NYC Human Rights Law Discrimination Claim Survives, Notwithstanding Union Arbitrator’s Finding of Reasonable Cause to Terminate Employment

In Mouscardy v Consolidated Edison Company of New York, No. 2018-14239, 4431/08, 2020 N.Y. Slip Op. 03656, 2020 WL 3551808 (N.Y.A.D. 2 Dept., July 01, 2020), the court, inter alia, held that an arbitrator’s determination that the employer had reasonable cause to terminate plaintiff’s employment did not collaterally estop plaintiff from proceeding with his claim of discrimination under the New York City Human Rights Law.

From the decision:

We agree with the Supreme Court, however, that the arbitrator’s award did not have preclusive effect on the plaintiff’s claims. An arbitrator’s award may be given preclusive effect in a subsequent judicial proceeding (see Nachum v. Ezagui, 83 A.D.3d 1017, 1018–1019, 922 N.Y.S.2d 459; Chiara v. Town of New Castle, 61 A.D.3d 915, 916, 878 N.Y.S.2d 755; Cooks v. New York City Tr. Auth., 289 A.D.2d 278, 279, 734 N.Y.S.2d 207). However, “arbitration is an inappropriate forum for the disposition of an employment discrimination claim where ‘the arbitrator’s sole task is to effectuate the intent of the parties in connection with the collective-bargaining agreement, and not to consider a statutory claim of discrimination … The violation of these contractual and statutory rights by the same factual occurrence does not vitiate their separate nature’ ” (Caban v.
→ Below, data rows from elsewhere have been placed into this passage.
PR #9975, opened 2024-02-12
feature(pkg): proper build instructions for dune packages

rgrinberg:
When pinning a dune package, we don't need to record the build command
because we are going to interpret it ourselves based on the version in
the dune-project file.

In the future, this will give us ability to build such packages without
spawning any additional dune binaries.

### DIFF
--- a/src/dune_pkg/lock_dir.ml
+++ b/src/dune_pkg/lock_dir.ml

New York Methodist Hosp., 119 A.D.3d 717, 718, 989 N.Y.S.2d 313, quoting Uryevick v. Pepcom Indus., 155 A.D.2d 450, 451, 547 N.Y.S.2d 109). Thus, the arbitrator’s decision did not have preclusive effect on the plaintiff’s separate action based on unlawful discrimination in employment (see Von Maack v. Wyckoff Hgts. Med. Ctr., 140 A.D.3d 1055, 1056, 37 N.Y.S.3d 126; Caban v. New York Methodist Hosp., 119 A.D.3d at 718, 989 N.Y.S.2d 313), and the complaint is not barred by the doctrine of collateral estoppel.